Look through the entries below, please, and copy every line with the word "DBGeneric".
╭──
PR #2686, opened 2026-07-15
Detect sql type in Go SQL spans

grcevski:
## Summary

Go SQL spans typically use the Go generic package and we always say the DB type is Generic, while in fact we know the type in certain cases. I added the type explicitly when we know we are dealing with Postgres or MySQL, but I also added heuristic code that determines the DB type based on the server port, which are well known for Postgres, MySQL and MSSQL.

## Validation

### DIFF
--- a/bpf/gotracer/go_sql.c
+++ b/bpf/gotracer/go_sql.c
@@ -32,13 +32,13 @@
 
 // Sets the driver type based on the Go enum:
 // const (
-//	DBGeneric SQLKind = iota + 1
+//	DBGeneric SQLKind = iota
 //	DBPostgres
 //	DBMySQL
 //	DBMSSQL
 // )
 
-enum db_sub_type { k_db_generic = 1, k_db_postgres = 2, k_db_mysql = 3, k_db_mssql = 4 };
+enum db_sub_type { k_db_generic = 0, k_db_postgres = 1, k_db_mysql = 2, k_db_mssql = 3 };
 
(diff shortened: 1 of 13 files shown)


marctc (approved):
LGTM!

bpf/gotracer/go_sql.c
```diff
@@ -30,6 +30,16 @@
...
 
+// Sets the driver type based on the Go enum:
+// const (
+//	DBGeneric SQLKind = iota + 1
+//	DBPostgres
+//	DBMySQL
+//	DBMSSQL
+// )
+
+enum db_sub_type { k_db_generic = 1, k_db_postgres = 2, k_db_mysql = 3, k_db_mssql = 4 };
```
mmat11: question: should we start from 0 here so generic also means "unknown"/unset and the userspace heuristics will also work for future additions if not set explicitly?

mmat11 (commented):
should we add a couple assertions in the integration tests on `db.system.type`, if we have any?

bpf/gotracer/go_sql.c
grcevski: I can change that, I'll make the change in the go struct.

grcevski: Changed

mmat11 (approved):
lgtm!

rafaelroquetto (approved):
╰──
== Solved exercise ==
-//	DBGeneric SQLKind = iota + 1
+//	DBGeneric SQLKind = iota
+//	DBGeneric SQLKind = iota + 1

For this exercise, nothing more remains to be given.